I watch all of this happen from outside the circle, appreciating how humbling it is to be in that space and doing everything I can to not forget this moment and what this space feels like before the bell rings and signals the official beginning of summer.
“I don’t know much of anything.”
One student began their project with these six words and I now sort of find myself coming back to them at the end of this story.
I’ve been thinking a lot recently about writing itself and how stories are told through it, including the intentions behind them.
Now that I’m here and the story is complete(-ish?), I do think it is fair to ask myself: what is the purpose of sharing this story here?
In part, it is an expression of gratitude for this amazing group of students, who culminated an already-great school year with one of the best finishes I can remember in my career.
In part, it is a capturing of how I felt in that moment, sitting in my desk for several moments after the bell rang in a silent classroom, clinging tightly before the present tense became past and it would require remembering to be there.
In part, too, I think I’m only realizing right now as I type these words, this almost feels like a living out of the project itself: me trying to express what I find meaningful by building upon the words and stories of these great writers I had the privilege to teach—just as students did with their own projects.
Just as we all do, in the classroom and beyond.
You just have to look for it, that very wise student insisted.
They were right.
This is a stunning reflection on how your students and you made meaning together in a brilliantly built culminating project. Moving, meaningful, resonant. It was so rich and diverse in its insights about children, teaching, writing, and life that I struggle to land on a “most important” aspect. One lesson that feels especially urgent and universal for all of us as educators:
“To be cynical or hopeful: making that choice so often is really tiring as a teacher. I turn back to the student’s project. ‘You just have to look for it.’ This student ends this section of their project with an invitation to choose that latter door once more.”
Thank you for your devotion to child and craft. Truly grateful.
I love and admire how you create community within the classroom and have them get a sense of community outside too. This is also very important for me.
In middle school, we look through everything through the lens of “herd behavior.” When is it necessary to follow the herd? When is it not? We look at all our texts from that lens and at the end their final question is about that and every year I am astounded and fit to burst with hope!
There are days I have left wondering if all the cynical teachers are right! But I, and I share this with my students, I wouldn’t be back if I didn’t love. Love to teach them. Love to see them grow. Love to learn. And have hope.

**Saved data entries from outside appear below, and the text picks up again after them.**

PR #22594, opened 2022-05-02
Add hint to using MQTT Discovery as alternative to ebusd integration

john30:
## Proposed change
Extend the documentation of ebusd integration with a hint to the more generic MQTT discovery approach with [ebusd](https://github.com/john30/ebusd).

## Type of change

## Additional information

## Checklist

### DIFF
--- a/source/_integrations/ebusd.markdown
+++ b/source/_integrations/ebusd.markdown
@@ -13,6 +13,8 @@ ha_integration_type: integration
 
 Integration between [ebusd](https://github.com/john30/ebusd/) daemon for communication with eBUS heating systems, and Home Assistant using sensor component.
 
+Note: [ebusd](https://github.com/john30/ebusd/) also supports a more generic approach using the [MQTT discovery feature](https://www.home-assistant.io/docs/mqtt/discovery/), which allows to make almost everything available as entities in home assistant automatically, see [documentation and setup instructions here](https://github.com/john30/ebusd/wiki/MQTT-integration).
+
 ## Configuration
 
 Enable the sensor by adding the following to your `configuration.yaml` file:


source/_integrations/ebusd.markdown
```diff
@@ -13,6 +13,8 @@ ha_integration_type: integration
 
 Integration between [ebusd](https://github.com/john30/ebusd/) daemon for communication with eBUS heating systems, and Home Assistant using sensor component.
 
+Note: [ebusd](https://github.com/john30/ebusd/) also supports a more generic approach using the [MQTT discovery feature](https://www.home-assistant.io/docs/mqtt/discovery/), which allows to make almost everything available as entities in home assistant automatically, see [documentation and setup instructions here](https://github.com/john30/ebusd/wiki/MQTT-integration).
```
frenck, line 16: This page is about the ebusd integration, and is not meant to promote custom add-ons that are not supported by the Home Assistant project.

As they are not supported, we don't want to add these things, as it might sounds like we do.

../Frenck

john30:
@frenck I don't get your point. the extra hint is for using another way of integrating ebusd to HA, which is even a more generic way of doing the integration in the first place.

In general I find it hard for newbies to find out which approach is better: a dedicated integration or MQTT. Even knowing that there might be alternative ways of integration with pros and cons for each is not obvious when looking at the HA documentation from my point of view.

frenck:
>  the extra hint is for using another way of integrating ebusd to HA

Sure, but not related to the integration and thus does not belong there.

Anyways, the suggested addition is about something we don't support; thus won't be adding it.

john30:
> Anyways, the suggested addition is about something we don't support; thus won't be adding it.

wrong, you just approved it in https://github.com/home-assistant/home-assistant.io/pull/22584#event-6532586151

ok, so assuming there are two ways of doing an integration, e.g. ESPHome via [MQTT](https://www.home-assistant.io/docs/mqtt/discovery/#support-by-third-party-tools) or via dedicated [integration](https://www.home-assistant.io/integrations/esphome/).
where should alternatives be documented?
or how else is the user supposed to know of alternative approaches?

frenck:
> wrong, you just approved it in https://github.com/home-assistant/home-assistant.io/pull/22584#event-6532586151

That is a specific section that advertises external resources that support MQTT discovery. It is related and on par for that integration (MQTT).

> where should alternatives be documented?

Not in our documentation, as it's not related to core functionality.

john30:
would it be acceptable to change the hint text to point to the HAs own documentation of MQTT discovery instead?

frenck:
No. This is about as much as you can get in for a third-party add-on.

I do respectfully disagree with your conclusion about phones not having an impact on mental health(and focus etc.) and it’s not necessarily because I feel I am right/you are wrong, but we have different sets of data. Your current AP students would have been in middle school 5 or 6 years ago?
I had those kids.
What I am seeing now is very different. These are not those kids. If that makes sense?
BUT. Hope. Reading your words I have hope that maybe maybe in 4 or 5 years when they become AP lit students (or even the ones who don’t?) will grow and change for the better when it comes to what I am seeing, the isolation and concrete thinking, that’s related to use of phones.